Мема не обкатала, а дали ей лучшее, крупный каштан. Кинула в рот и одним ударом грубо расколола, женственности лишённая, не заботясь, как выглядит со стороны, опустив челюсть на колено. И проглотила, словно колотый сахар...
«Ничего себе!.. Нереально...»
Да, фокус Грому уже известный. Паж, ноустопщик использовал этот способ, умел. Но и он – иногда. И его эта сногсшибательная боль отвлекала на пике.
Провал и затем – Впечатление раскрывается вдвое быстрей и десять – острей, из-за соли, разъедающей, жгучей. И через иглы, и разом в горло. Жгучая смесь соли и битого стекла.

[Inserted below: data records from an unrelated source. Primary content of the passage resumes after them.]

PR #157, opened 2021-02-02
With one login many subdomains

Infi-Knight:
auth.example.com -> a.example.com and b.example.com

Related to https://github.com/supertokens/main-website/issues/243


NkxxkN:
Discussed with Ravi and Joel. 

It seems in this use case we might need two separate applications:

## Application 1: Running on `auth.example.com`:

```js
SuperTokens.init({
  appInfo: {
    appName: "SuperTokens Demo App",
    apiDomain: getApiDomain(),
    websiteDomain: "auth.example.com",
    websiteBasePath: "/" // Change to have login on the base path of the domain.
  },
  recipeList: [
    EmailPassword.init({
      getRedirectionURL(context) {
        if (context.action === "SUCCESS") {
          // redirect to correct user subdomain.
        }
      }
```


## Application 2: SaaS application:
```js

const websiteDomain = window.location.origin // example: supertokens.example.com
SuperTokens.init({
  appInfo: {
    appName: "SuperTokens Demo App",
    apiDomain: getApiDomain(),
    websiteDomain
  },
  recipeList: [
    EmailPassword.init({
      signInAndUpFeature: {
        disableDefaultImplementation: true
      },
      emailVerificationFeature: {
        disableDefaultImplementation: true
      },
      resetPasswordUsingTokenFeature: {
        disableDefaultImplementation: true
     }
      getRedirectionURL(context) {
        if (context.action === "SIGN_IN_AND_UP") {
           return "http://auth.example.com/"
        }
         if (context.action === "RESET_PASSWORD") {
           return "http://auth.example.com/reset-password"
        }
        if (context.action === "VERIFY_EMAIL") {
           return "http://auth.example.com/verify-email"
        }
      }
   }]
}
```

NkxxkN:
The option of having only application would not really make sense. In that case, why would you have a subdomain for authentication only?

@rishabhpoddar let us know your thoughts on that one.

rishabhpoddar:
> The option of having only application would not really make sense

I don't think I understand what this sentence is trying to say.

-------
Why do we need two applications? Why can't we call init based on the current domain? (Since the current domain is different, it's not an SPA anyway)

NkxxkN:
We could call `init` based on the current domain, in that case why would you even bother redirecting to a `auth.example.com` domain if it does exactly the same as `supertokens.example.com`? It just does not make sense to implement such a redirection.

examples/with-one-login-many-subdomains/api-server.js
```diff
@@ -13,18 +13,13 @@ const websitePort = process.env.REACT_APP_WEBSITE_PORT || 3000;
...
   process.env.REACT_APP_WEBSITE_URL || `http://auth.example.com:${websitePort}`;
 
-let whiteList = [];
-whiteList.push(websiteDomain);
-whiteList.push(`http://abc.example.com:${websitePort}`);
-whiteList.push(`http://xyz.example.com:${websitePort}`);
-whiteList.push(`http://qually.example.com:${websitePort}`);
-whiteList.push(`http://gmail.example.com:${websitePort}`);
-
+const domainWhiteList = /http?:\/\/([a-z0-9]+[.])example[.]com/
```
NkxxkN, line 16: Same comment as https://github.com/supertokens/supertokens-auth-react/pull/158/files/0aa6f2365705daacedbe3e76df1494bb6ddf9f18..bf88748ff84654cf8ae19cabc16bb734ece8f353#r569353718

rishabhpoddar:
> We could call init based on the current domain, in that case why would you even bother redirecting to a auth.example.com domain if it does exactly the same as supertokens.example.com? It just does not make sense to implement such a redirection.

In this setup, the auth domain is auth.example.com, which redirects the user to their own subdomain. `example.com` on the other hand is like a homepage for that site, and there is no `supertokens.example.com`.

@NkxxkN @Infi-Knight does the above scenario make sense?

examples/with-one-login-many-subdomains/frontend/src/App.js
```diff
@@ -79,7 +101,7 @@ function App() {
             ) : (
               <Route path="/">
                 <EmailPassword.EmailPasswordAuth>
-                  <Home />
+                  {isUserOnValidSubdomain ? <Home /> : <Spinner />}
```
NkxxkN: Time to first render is a pretty crucial metric in SPAs. Adding a backend call before we even render anything simply to check if the user is on the correct subdomain seems like a bad trade-off to me. 

We have such a pattern already for email verification. We decided that it was better to:
 - render the application assuming that email is verified. 
 - verify if that's the case in the useEffect hook.
 - Do nothing if true. Redirect if false.

NkxxkN (approved):
Looks good to me! 
Great job on your first PR to this project 💪

Infi-Knight:
> Looks good to me!
> Great job on your first PR to this project



> Looks good to me!
> Great job on your first PR to this project

Thanks a lot :)

rishabhpoddar:
@NkxxkN if your review comments are taken care of, please resolve them.

PR #164, opened 2021-02-04
redirect using websiteBasePath comparison with current origin for mul…

NkxxkN:
This will help for multi tenancy.

### DIFF
--- a/lib/ts/recipe/recipeModule.ts
+++ b/lib/ts/recipe/recipeModule.ts
@@ -76,6 +76,14 @@ export default abstract class RecipeModule {
             new URL(redirectUrl); // If full URL, no error thrown, skip in app redirection.
         } catch (e) {
             // If history was provided, use to redirect without reloading.
+
+            // For multi tenancy, If mismatch between websiteDomain and current location, prepand URL relative path with websiteDomain.
+            if (getWindowOrThrow().location.origin !== this.appInfo.websiteDomain.getAsStringDangerous()) {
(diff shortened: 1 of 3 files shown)


lib/ts/recipe/recipeModule.ts
```diff
@@ -76,6 +76,14 @@ export default abstract class RecipeModule {
             new URL(redirectUrl); // If full URL, no error thrown, skip in app redirection.
         } catch (e) {
             // If history was provided, use to redirect without reloading.
+
+            // For multi tenancy, If mismatch between websiteDomain and current location, prepand URL relative path with websiteDomain.
+            if (getWindowOrThrow().location.origin !== this.appInfo.websiteDomain.getAsStringDangerous()) {
```
rishabhpoddar, line 81: - How does `.origin` behave with a port being specified in the current URL? Because I think `websiteDomain.getAsStringDangerous()` does return the port as well.

- Perhaps you should do new NormalisedURLDomain(getWindowOrThrow().location.origin). getAsStringDangerous() !== this.appInfo.websiteDomain.getAsStringDangerous()

rishabhpoddar (changes requested):

lib/ts/recipe/recipeModule.ts
NkxxkN: `.origin` includes the port so that works as expected.

Yes good catch it's safer to normalise first and compare.

rishabhpoddar (approved):

PR #175, opened 2021-02-08
Routing refactoring to allow for different matching methods

NkxxkN:
Refactor component routing to allow for different ways of matching with recipe id.

We are associating a `matches` method `() => boolean` to each features. That way, each feature can have its own way to determine wether it should match.

The most common case is using the recipeId which is present in the query params:
https://github.com/supertokens/supertokens-auth-react/compare/0.6...0.6-routing-refactoring?expand=1#diff-52a19574d211f6f85040c50c182de96da31697075d14d68dab12fd95893a32c2R226-R231

But with thirdparty callback routes `auth/callback/github?state={nonce}&code={code}`, there is no `rid` provided in the route. We will define a similar method:

```
export function matchRecipeIdUsingState(recipeId: string): () => boolean {
    return () => {
        const state = getOAuthState();
        if (state === undefined) {
            return false;
        }
        if (state.rid === recipeId) {
            return true;
        }
        return false;
    };
}
```

which will be used for that feature only.


NkxxkN:
Netlify not working because I haven't pushed the `build` for ease of review. 
Nevermind, not needed for that one.

rishabhpoddar:
Why is this function per feature and not per recipe? I think per recipe is better cause there can be features that have nothing to do with routing (like if we make session a feature inside emailpassword).

NkxxkN:
It's not really per feature but per route. A route being responsible of displaying a feature in most cases.
We can't make it by recipe because for example for third party recipe:
 - `/auth?rid=thirdparty` will use query param matching.
 - `/auth/callback/github` will use state param in session storage matching.

PR #179, opened 2021-02-08
third party recipe

NkxxkN:
- Using `0.6-routing-refactoring` as a base as it is has a dependency on it.

Implementation for ThirdParty recipe.


lib/ts/recipe/thirdparty/thirdparty.ts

Мема не билась в агонии, не танцевала светлячком и не потеряла сознание, как некоторые, чей танец похож на судорожные движения во сне. Правда, он стала двигаться и говорить замедленно, как Халиль, когда он подглядывает за Арбой в очки. Плавно, слепым канатоходцем, дошла до ближайшей луны и сняла её с ветки... Могла попросить кого, не попросила... Вернувшись, прикрыла глаза...
Ритмы бубнов её и сопровождающего скоро нашли гармоничное равновесие и остались в нём. Изредка, как впустую, сглатывала. Вдыхала трудно и глубоко.
Агрессивный след её, внешне непримечательного, вторжения развеялся, позволив любопытствующим беспрепятственно рассмотреть шаманийку и галло.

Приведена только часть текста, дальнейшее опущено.